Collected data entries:
PR #2761, opened 2024-03-07
Update dataset/dataset field tagging experience

davidsharp7:
### Problem

The Adding and deleting of tags was not providing an intuitive and seemless experience.

### Solution

Based on the feedback i've changed how the datasets details/tags/info components work by introducing a switch which allows field level tags to be exposed.  Refresh only now occurs when the slide toggle is true.  You can add multiple tags in one go now as well.

Screenshot 2024-04-03 at 16 22 46

Screenshot 2024-04-03 at 16 23 03

Screenshot 2024-04-05 at 16 41 18

One-line summary:

Update dataset/dataset field tagging experience.

### Checklist


api/src/main/java/marquez/db/DatasetFieldDao.java
```diff
@@ -129,7 +129,7 @@ void deleteDatasetVersionFieldTag(
 
   @SqlUpdate(
       "INSERT INTO dataset_fields_tag_mapping (dataset_field_uuid, tag_uuid, tagged_at) "
-          + "VALUES (:rowUuid, :tagUuid, :taggedAt)")
```
phixMe, line 132: Can you add a Java language test for this?

web/src/store/reducers/datasets.ts
```diff
@@ -32,7 +32,7 @@ export type IDatasetsState = {
   totalCount: number
   init: boolean
   deletedDatasetName: string
-  refreshTags: boolean
+  refreshTags: string
```
phixMe, line 35: Why would this be a string and not a boolean?

davidsharp7: So the thinking is twofold - one to bring it into line with

https://github.com/MarquezProject/marquez/blob/78a191b3cb73a50dc7466103e0588e80c3374042/web/src/components/datasets/DatasetDetailPage.tsx#L94

where we are refreshing based on the change in dataset name.

Second reason was for trouble shooting purposes.  Based on the concatanation of namespace/datasetname/field/tag it was just easier to understand/diagnose what was happening.

api/src/main/java/marquez/db/DatasetFieldDao.java
davidsharp7: Cool will add an additional insert which should result in no change.

web/src/store/reducers/datasets.ts
davidsharp7: Can always change the dependency to 
```
datasets.refreshTags === true
```
and change the reducer to set refreshTags to False when its updating then True on success.

api/src/main/java/marquez/db/DatasetFieldDao.java
phixMe: Thanks

web/src/store/reducers/datasets.ts
phixMe: Ok, let's just go with what you have here.

web/src/components/datasets/DatasetTags.tsx
```diff
@@ -119,19 +93,37 @@ const DatasetTags: React.FC<IProps> = (props) => {
...
-      ? addDatasetFieldTag(namespace, datasetName, listTag, datasetField)
-      : addDatasetTag(namespace, datasetName, listTag)
+      datasetField
+        ? addDatasetFieldTag(namespace, datasetName, newTag, datasetField)
+        : addDatasetTag(namespace, datasetName, newTag)
+    }
   }
 
   const handleDelete = (deletedTag: string) => {
+    const index = selectedTags.indexOf(deletedTag)
```
phixMe, line 119: We can do this a little more functionally like:
```tsx
const newSelectedTags = selectedTags.filter((tag) => deletedTag !== tag);
setSelectedTags(newSelectedTags);
```

phixMe: Maybe let's make this change and I'll merge if that sounds good?

davidsharp7: Surely can.

davidsharp7: Could I also do this or does it make it less readable?

```
setSelectedTags(selectedTags.filter((tag) => deletedTag !== tag))
```

wslulciuc (approved):
🤩

api/src/test/java/marquez/api/TagResourceIntegrationTest.java
```diff
@@ -100,4 +100,38 @@ public void testApp_testDatasetTagFieldDelete() {
     // assert that only SENSITIVE remains
     assertThat(taggedDatasetFieldDelete.getFields().get(0).getTags()).containsExactly("SENSITIVE");
   }
+
+  @Test
+  public void testApp_testDatasetTagFieldConflict() {
```
wslulciuc, line 105: ❤️

PR #2763, opened 2024-03-09
feat: add dataset schema versions

davidjgoss:
### Problem

This PR is the first step towards implementing the proposal from https://github.com/MarquezProject/marquez/blob/main/proposals/2676-version-dataset-schemas-separately.md.

### Solution

The idea is that, without changing what already gets written to the database, we start writing to the new `dataset_schema_versions` and `dataset_schema_versions_field_mapping` tables.

#### Todo

- [x] Create new database tables
- [x] Upsert dataset schema version when creating a new dataset version
  - [x] OpenLineage code path
  - [x] Legacy `DatasetDao` code path
  - [x] ~Legacy `RunDao` code path~ not viable to tackle in this PR
- [x] Handle in retention cleanup
  - [x] Ensure schema versions and fields get swept up in the cascade when a dataset is deleted
- [x] ~Handle input dataset where schema doesn't match current version~ for now will not change schema version even when input dataset schema has drifted - to be discussed in #2764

▶ _PROMPT_
Write out every entry again so that each line matches the original exactly.

▶ _ANSWER TO THE PROBLEM_
PR #2761, opened 2024-03-07
Update dataset/dataset field tagging experience

davidsharp7:
### Problem

The Adding and deleting of tags was not providing an intuitive and seemless experience.

### Solution

Based on the feedback i've changed how the datasets details/tags/info components work by introducing a switch which allows field level tags to be exposed.  Refresh only now occurs when the slide toggle is true.  You can add multiple tags in one go now as well.

Screenshot 2024-04-03 at 16 22 46

Screenshot 2024-04-03 at 16 23 03

Screenshot 2024-04-05 at 16 41 18

One-line summary:

Update dataset/dataset field tagging experience.

### Checklist


api/src/main/java/marquez/db/DatasetFieldDao.java
```diff
@@ -129,7 +129,7 @@ void deleteDatasetVersionFieldTag(
 
   @SqlUpdate(
       "INSERT INTO dataset_fields_tag_mapping (dataset_field_uuid, tag_uuid, tagged_at) "
-          + "VALUES (:rowUuid, :tagUuid, :taggedAt)")
```
phixMe, line 132: Can you add a Java language test for this?

web/src/store/reducers/datasets.ts
```diff
@@ -32,7 +32,7 @@ export type IDatasetsState = {
   totalCount: number
   init: boolean
   deletedDatasetName: string
-  refreshTags: boolean
+  refreshTags: string
```
phixMe, line 35: Why would this be a string and not a boolean?

davidsharp7: So the thinking is twofold - one to bring it into line with

https://github.com/MarquezProject/marquez/blob/78a191b3cb73a50dc7466103e0588e80c3374042/web/src/components/datasets/DatasetDetailPage.tsx#L94

where we are refreshing based on the change in dataset name.

Second reason was for trouble shooting purposes.  Based on the concatanation of namespace/datasetname/field/tag it was just easier to understand/diagnose what was happening.

api/src/main/java/marquez/db/DatasetFieldDao.java
davidsharp7: Cool will add an additional insert which should result in no change.

web/src/store/reducers/datasets.ts
davidsharp7: Can always change the dependency to 
```
datasets.refreshTags === true
```
and change the reducer to set refreshTags to False when its updating then True on success.

api/src/main/java/marquez/db/DatasetFieldDao.java
phixMe: Thanks

web/src/store/reducers/datasets.ts
phixMe: Ok, let's just go with what you have here.

web/src/components/datasets/DatasetTags.tsx
```diff
@@ -119,19 +93,37 @@ const DatasetTags: React.FC<IProps> = (props) => {
...
-      ? addDatasetFieldTag(namespace, datasetName, listTag, datasetField)
-      : addDatasetTag(namespace, datasetName, listTag)
+      datasetField
+        ? addDatasetFieldTag(namespace, datasetName, newTag, datasetField)
+        : addDatasetTag(namespace, datasetName, newTag)
+    }
   }
 
   const handleDelete = (deletedTag: string) => {
+    const index = selectedTags.indexOf(deletedTag)
```
phixMe, line 119: We can do this a little more functionally like:
```tsx
const newSelectedTags = selectedTags.filter((tag) => deletedTag !== tag);
setSelectedTags(newSelectedTags);
```

phixMe: Maybe let's make this change and I'll merge if that sounds good?

davidsharp7: Surely can.

davidsharp7: Could I also do this or does it make it less readable?

```
setSelectedTags(selectedTags.filter((tag) => deletedTag !== tag))
```

wslulciuc (approved):
🤩

api/src/test/java/marquez/api/TagResourceIntegrationTest.java
```diff
@@ -100,4 +100,38 @@ public void testApp_testDatasetTagFieldDelete() {
     // assert that only SENSITIVE remains
     assertThat(taggedDatasetFieldDelete.getFields().get(0).getTags()).containsExactly("SENSITIVE");
   }
+
+  @Test
+  public void testApp_testDatasetTagFieldConflict() {
```
wslulciuc, line 105: ❤️

PR #2763, opened 2024-03-09
feat: add dataset schema versions

davidjgoss:
### Problem

This PR is the first step towards implementing the proposal from https://github.com/MarquezProject/marquez/blob/main/proposals/2676-version-dataset-schemas-separately.md.

### Solution

The idea is that, without changing what already gets written to the database, we start writing to the new `dataset_schema_versions` and `dataset_schema_versions_field_mapping` tables.

#### Todo

- [x] Create new database tables
- [x] Upsert dataset schema version when creating a new dataset version
  - [x] OpenLineage code path
  - [x] Legacy `DatasetDao` code path
  - [x] ~Legacy `RunDao` code path~ not viable to tackle in this PR
- [x] Handle in retention cleanup
  - [x] Ensure schema versions and fields get swept up in the cascade when a dataset is deleted
- [x] ~Handle input dataset where schema doesn't match current version~ for now will not change schema version even when input dataset schema has drifted - to be discussed in #2764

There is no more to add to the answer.